Balls, of course, are only one important feature of Austin Powers in Goldmember. Also important are penises, breasts, vaginas, and anuses. I'm pretty sure there was a plot, as well, which necessitated introducing Michael Caine as Austin's absentee father and trippin' back to the 70s to pick up Beyonce Knowles's Foxxy Cleopatra and raise the dander of roller-skating disco Dutch supervillain Goldmember (Myers).
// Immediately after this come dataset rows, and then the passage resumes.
PR #257, opened 2021-08-16
State threadsafe

alonmuroch:
In this PR, the multiple locks in code were removed and now that functionality is encapsulated within the `threadsafe` package.


utils/threadsafe/int32.go
```diff
@@ -0,0 +1,31 @@
+package threadsafe
```
amir-blox, line 1: using `atomic` package might give us better performance as it doesn't use locks.
https://pkg.go.dev/sync/atomic#Value

amir-blox: Performance depends on the number of running validators, therefore adding `atomic` doesn't benefit much.

PR #262, opened 2021-08-17
move vars & mock to separate file

### LINKED ISSUE #82: Move tests var's to separate file
ex: 
rsa_encryption_test.go

### LINKED ISSUE #85: Add Tests
The following places in code needs more tests:
1. node/node.go - unit tests can be added, need to decouple code by breaking node.go::Start
2. slotqueue - add unit tests
3. Tests are commented out - need to remove or uncomment:
    - `ibft/spectesting/algorithm_test.go` 
    - `utils/threshold/threshold_test.go`

nivBlox:
resolve #82 
resolve #85


eth1/mock/client.go
```diff
@@ -0,0 +1,31 @@
+package mock
```
amir-blox, line 1: Could be better to place it in `./eth1/test_utils.go` as this is the approach we have in other packages

nivBlox: done

amir-blox (approved):

PR #269, opened 2021-08-23
Incorrect size issue

### LINKED ISSUE #264: Signing duty fails on bad input value
Marshaling of the decided value breaks on bad size:
`could not execute duty {"error": "failed to sign input data: failed to marshal attestation: incorrect size"}`

https://github.com/bloxapp/ssv/blob/64b938fc15b5d3d3573d9180bf17ffdde114092d/validator/signature.go#L44

nivBlox:
resolve #264 
- fix Incorrect size issue 
- improve operator key logs

**1,** Adding same duty twice (caused by appending all new duties without filter exist one's) causing  ibft instance to start twice in parallel (with the same seqNum and identifier) and once one of the instances getting decided msg the sec one is returning empty result struct and when we try to UnmarshalSSZ (signature.go:44) decided value its throwing "Incorrect size" error

**2,** add more informative logs about the creation/use of operator logs


operator/duties/fetcher.go
```diff
@@ -40,7 +40,7 @@ type DutyFetcher interface {
 // newDutyFetcher creates a new instance
 func newDutyFetcher(logger *zap.Logger, beaconClient beaconDutiesClient, indicesFetcher validatorsIndicesFetcher, network core.Network) DutyFetcher {
 	df := dutyFetcher{
-		logger:         logger.With(zap.String("component", "operator/dutyFetcher")),
+		logger:         logger.With(zap.String("component", "Aoperator/dutyFetcher")),
```
amir-blox, line 43: typo `Aoperator`

PR #271, opened 2021-08-24
Prometheus collectors and Grafana

amir-blox:
This PR introduces prometheus metrics as detailed in https://github.com/bloxapp/ssv/blob/prometheus_grafana/metrics/README.md#collected-metrics

* adding metrics with prometheus client
* remove previous metrics
* added local setup for monitoring (`prometheus` + `grafana`)


ibft/ibft.go
```diff
@@ -93,6 +109,10 @@ func New(role beacon.RoleType, identifier []byte, logger *zap.Logger, storage co
 
 // Init sets all major processes of iBFT while blocking until completed.
 func (i *ibftImpl) Init() {
+	pubkey := i.ValidatorShare.PublicKey.SerializeToHexStr()
+	metricsIBFTsOnInit.WithLabelValues(pubkey).Inc()
```
nivBlox, line 113: @amir-blox 
so prometheus will be init by default? maybe should be with flag?

ibft/instance.go
```diff
@@ -236,11 +260,15 @@ func (i *Instance) BumpRound() {
 	i.processChangeRoundQuorumOnce = sync.Once{}
 	i.processPrepareQuorumOnce = sync.Once{}
 	i.processCommitQuorumOnce = sync.Once{}
-	i.State.Round.Set(i.State.Round.Get() + 1)
+	newRound := i.State.Round.Get() + 1
+	i.State.Round.Set(newRound)
+	metricsIBFTRound.WithLabelValues(string(i.State.Lambda.Get())).Set(float64(newRound))
```
nivBlox, line 265: we can use i.State.Round.Get() here instead

nivBlox (changes requested):

nivBlox:
We need to check if it will affect operators memory (prometheus will collect data event if not exposed)

ibft/instance.go
amir-blox: calling `i.State.Round.Get()` will acquire the lock again

amir-blox:
@nivBlox Prometheus use a single variable to store values and therefore have minimal memory footprint.
https://www.robustperception.io/memory-usage-of-prometheus-client-libraries

PR #285, opened 2021-09-01
Refactor Commit and Message Processing

alonmuroch:
Fixing the following issues:
* Align commit to QBFT (spec https://github.com/bloxapp/ssv/issues/282)
* Commit quorum execute once (https://github.com/bloxapp/ssv/issues/283)
* Commit quorum aggregate error handling (https://github.com/bloxapp/ssv/issues/284)
* Change to FIFO msg processing (https://github.com/bloxapp/ssv/issues/286)


ibft/commit.go
```diff
@@ -77,34 +76,41 @@ func (i *Instance) uponCommitMsg() pipeline.Pipeline {
...
 					zap.Int("got_votes", len(sigs)))
 
-				if aggMsg := i.aggregateMessages(sigs); aggMsg != nil {
-					i.decidedMsg = aggMsg
-					// mark instance commit
-					i.ProcessStageChange(proto.RoundState_Decided)
-					i.Stop()
+				aggMsg, err := i.aggregateMessages(sigs)
+				if err != nil {
+					i.Logger.Error("could not aggregate commit messages after quorum", zap.Error(err))
```
amir-blox, line 81: shouldn't we break here if aggregation failed?

ibft/ibft.go
```diff
@@ -53,52 +54,61 @@ type IBFT interface {
...
 // Init sets all major processes of iBFT while blocking until completed.
 func (i *ibftImpl) Init() {
+	i.logger.Info("iBFT implementation init started")
 	i.processDecidedQueueMessages()
 	i.processSyncQueueMessages()
 	i.listenToSyncMessages()
 	i.waitForMinPeerOnInit(2) // minimum of 3 validators (me + 2)
-	i.SyncIBFT()
+	if err := i.SyncIBFT(); err != nil {
+		i.logger.Error("crashing.. ", zap.Error(err))
```
amir-blox, line 106: @alonmuroch same here, just logging the error is probably not sufficient

ibft/commit.go
amir-blox: In addition, round timer could be stopped while the aggregation fails
https://github.com/bloxapp/ssv/pull/285/files#diff-186423815922aeefaa19db97036033f00d2454e9dc88c19fbe33a1435ae5a5e6R73

In general the timer is being stopped by `instance.Stop()`, the call from this function to `stopRoundTimer` looks redundant

alonmuroch: We shouldn't stop if aggregation fails as you've decided.

not sure I understand the round timer comment

ibft/change_round.go
```diff
@@ -135,13 +133,12 @@ func (i *Instance) changeRoundQuorum(round uint64) (quorum bool, t int, n int) {
...
 
 func (i *Instance) roundChangeInputValue() ([]byte, error) {
-	quorum, msgs := i.PrepareMessages.QuorumAchieved(i.State.PreparedRound.Get(), i.State.PreparedValue.Get())
-
 	// prepare justificationMsg and sig
 	var justificationMsg *proto.Message
 	var aggSig []byte
 	ids := make([]uint64, 0)
-	if quorum {
+	if i.isPrepared() {
```
alonmuroch, line 140: Should we use highest prepared/ prepared messages? combination of the 2?

PR #288, opened 2021-09-02
Merge stage to main

amir-blox:
Resolve https://github.com/bloxapp/ssv/issues/235


amir-blox:
Will be opened with more changes

PR #291, opened 2021-09-05
Remove fatal when sync fails

amir-blox:


ibft/ibft.go
```diff
@@ -94,7 +99,10 @@ func (i *ibftImpl) Init() {
 	i.processSyncQueueMessages()
 	i.listenToSyncMessages()
 	i.waitForMinPeerOnInit(2) // minimum of 3 validators (me + 2)
-	i.SyncIBFT()
+	if err := i.SyncIBFT(); err != nil {
+		i.logger.Error("crashing.. ", zap.Error(err))
```
alonmuroch, line 103: maybe the error should not be crashing if it doesn't actually crash?

alonmuroch (changes requested):

ibft/ibft.go
amir-blox: OK, will be fixed in the following PR

PR #302, opened 2021-09-12
fix timeout timer go rountine leak

alonmuroch:


ibft/roundtimer/timer.go
```diff
@@ -9,78 +9,100 @@ import (
...
+	defer t.syncLock.Unlock()
+
+	t.stopped = false
 
 	if t.timer != nil {
 		t.timer.Stop()
 		t.timer.Reset(d)
 	} else {
-		t.timer = time.NewTimer(d)
+		t.timer = time.AfterFunc(d, func() {
```
amir-blox, line 65: Using `timer.AfterFunc` could lead to leaks as it is not GC'ed:
https://www.fatalerrors.org/a/use-with-caution-time.after-can-cause-memory-leak-golang.html (this suggest to use time ticker instead) 
https://medium.com/@oboturov/golang-time-after-is-not-garbage-collected-4cbc94740082

alonmuroch: @amir-blox it seems AfterFunc does get GC'd .. only the After function isn't

PR #314, opened 2021-09-20
Validator Metadata

alonmuroch:
Added share status to indicate deposited/ exited/ slashed to reflect in grafana.

Open question - I've added aa field into the share struct, will that require all nodes to resync?

@amir-blox how do we reflect validator status in grafana?


amir-blox:
The new field is now a struct of its own, called `ValidatorMetadata`: 
https://github.com/bloxapp/ssv/pull/314/files#diff-ce1dc86d2cccc8c95bd3f27446a0ff8cdee922091abfd6fb97597be4524b20c6R18)
We can easily identify if not exist (nil) or fetched with bad values, unlike before when the default state of the var.

It is possible to upgrade w/o resync.

amir-blox:
**Note** exporter deployment was changed to support beacon node configuration: 
https://github.com/bloxapp/ssv/pull/314/files#diff-6d35f97fbb2f0815d0c21cd72d2562d46da7453ab25c04ae4c53976d81afe342L141

config-map of exporter should include the `BeaconNodeAddr` config

amir-blox:
Changes:
* added `ValidatorMetadata` to hold information from beacon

Of course, Myers's other characters all return: the rabid, horny superspy Austin Powers, the supervillainous Dr. Evil, and the appropriately named Scottish henchman Fat Bastard. Also returning for more are Scott Evil (Seth Green), Mini-Me (Verne Troyer), Basil Exposition (Michael York), Frau Farbissina (Mindy Sterling), and Number Two (Robert Wagner, whose Rob Lowe alter ego is only glimpsed).

As usual, the film dispenses with internal logic, so don't ask questions (like how is it that, in a flashback, Basil Exposition is in the same prep school class as Austin and Dr. Evil?). Goldmember is even less concerned with plot proportion than its predecessors. Instead, Myers, co-screenwriter Michael McCullers, and Roach focus on building wall-to-wall comedy. It's a fast-paced onslaught of extensive genital jokery, a pop culture Cuisinart serving up bits of four-plus decades of cinema and music with the not-so-secret cannibalistic ingredient of itself.

It's a comedy maxim to steal from the best, and sometimes the shameless ripoffs are too smooth to heckle (in a gag ripped off from Airplane's jive talkers, Austin and his father's British lingo is subtitled; the hilarious frame to the story twists, slightly, the Hollywood spoofery of Pee Wee's Big Adventure). But the returns to gags or whole sequences from previous Powers films--even when reworked (like the replacement of Will Smith's version of "Just the Two of Us" with Jay-Z's version of "Hard Knock Life")--may test audiences when the old chestnuts so handily overshadow any new material.

Balding, freckled, double-jointed, skin-peeling Johann Van Der Smut a.k.a. Goldmember (who looks like Curt Jurgens but sounds more like Myers's idea of the undubbed Gert Frobe) won't unseat the other Myers creations in a popularity contest, but he's amusing. The mole on the upper lip of Fred Savage's Number Three repeatedly provides fodder for Myers's elaborate, mugging wordplay. The biggest and timeliest cameos adorn this one (will he top these with American presidents?). And, yes, Mini-Me becomes Mini-Austin, leading to the biggest and guiltiest laughs of the picture.

But it wouldn't be an Austin Powers picture without frustrations to match the laughs. The costly (in money and screen time) boosting of scope which has haunted so many franchises crowds the hard-working Knowles and Caine to the margins; more relaxed plotting might have afforded them some breathing room (will a sequel sport five Myers characters? dare he not meet this expectation?).

In The Spy Who Shagged Me, Austin cracks, "Paging Dr. Freud!" and Myers's own brand of comedic therapy finds its glorious full fruition in Goldmember, both distinguishing this picture and, again, begging the point of doing this a fourth time. Myers initiated the Powers series in the devastating wake of his Anglophile father's death (hence Eric's Boy Productions). Here, we have not only Scott pleading for Dr. Evil's affection, but Austin pleading for his father's affection. Dr. Evil is purportedly inspired in part by Lorne Michaels (Myers's "evil" surrogate father in the Saturday Night Live years), and the Powers lads enact another search for a father's approval. Add the climactic plot twist and, as Linda Richman says, "Talk among yourselves."